Saya tahu, tak semua ibu punya privilese untuk itu. Karena itulah saya mendorong agar isu depresi pascamelahirkan ini terus diedukasikan, tak cuma untuk peer group perempuan tapi juga laki-laki, para suami dan keluarga besar.
Pemikiran bahwa perempuan statusnya akan sempurna karena menahan penderitaan, sehingga tak bisa merasa rapuh, harus dihilangkan. Isu ini harus diarusutamakan, sehingga perempuan akan semakin mudah mendapatkan bantuan yang cepat dan tepat.

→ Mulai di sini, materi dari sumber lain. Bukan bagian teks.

PR #200, opened 2015-01-15
win_acl Module

schwartzmx:
module `win_acl`:  **Access Control**
- Module allows for adding or removing `Allow`/`Deny` rules (permissions) on files and/or directories on Windows hosts.

See `win_acl.py` for documentation on `params`.

Suggestions, concerns, comments, anything? Let me know please.

Phil

### DIFF
--- a/windows/win_acl.ps1
+++ b/windows/win_acl.ps1
@@ -30,8 +30,8 @@ $result = New-Object psobject @{
 If ($params.src) {
     $src = $params.src.toString()
 
-    If (-Not (Test-Path -Path $src -PathType Leaf -Or Test-Path -Path $src -PathType Container)) {
-        Fail-Json $result "$src is not a valid file or directory on the host"
+    If (-Not (Test-Path -Path $src)) {
+        Fail-Json $result "$src file or directory does not exist on the host"
     }
 }
 Else {
--- a/windows/win_acl.ps1
+++ b/windows/win_acl.ps1
@@ -1,0 +1,146 @@
+#!powershell
+# This file is part of Ansible
+#
+# Copyright 2014, Phil Schwartz <schwartzmx@gmail.com>
+#
+# Ansible is free software: you can redistribute it and/or modify
+# it under the terms of the GNU General Public License as published by
+# the Free Software Foundation, either version 3 of the License, or
+# (at your option) any later version.
+#
+# Ansible is distributed in the hope that it will be useful,
+# but WITHOUT ANY WARRANTY; without even the implied warranty of
+# MERCHANTABILITY or FITNESS FOR A PARTICULAR PURPOSE.  See the
+# GNU General Public License for more details.
+#
+# You should have received a copy of the GNU General Public License
+# along with Ansible.  If not, see <http://www.gnu.org/licenses/>.
+
+# WANT_JSON
+# POWERSHELL_COMMON
+
+# win_acl module (File/Resources Permission Additions/Removal)
+$params = Parse-Args $args;
+
+$result = New-Object psobject @{
+    win_acl = New-Object psobject
+    changed = $false
+}
+
+If ($params.src) {
+    $src = $params.src.toString()
+
+    If (-Not (Test-Path -Path $src -PathType Leaf -Or Test-Path -Path $src -PathType Container)) {
+        Fail-Json $result "$src is not a valid file or directory on the host"
+    }
+}
+Else {
+    Fail-Json $result "missing required argument: src"
+}
+
+If ($params.user) {
+    $user = $params.user.toString()
+
+    # Test that the user/group exists on the local machine
+    $localComputer = [ADSI]("WinNT://"+[System.Net.Dns]::GetHostName())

Baca juga: ‘Postpartum Depression’: Perjalanan Lain Perempuan Usai Melahirkan
Saya sendiri bergabung dengan komunitas yang berisi ibu tunggal. Dukungan yang mereka berikan luar biasa terhadap sesama perempuan. Contoh inilah yang dibutuhkan oleh para perempuan: Mendukung satu sama lain dengan tulus dan empati.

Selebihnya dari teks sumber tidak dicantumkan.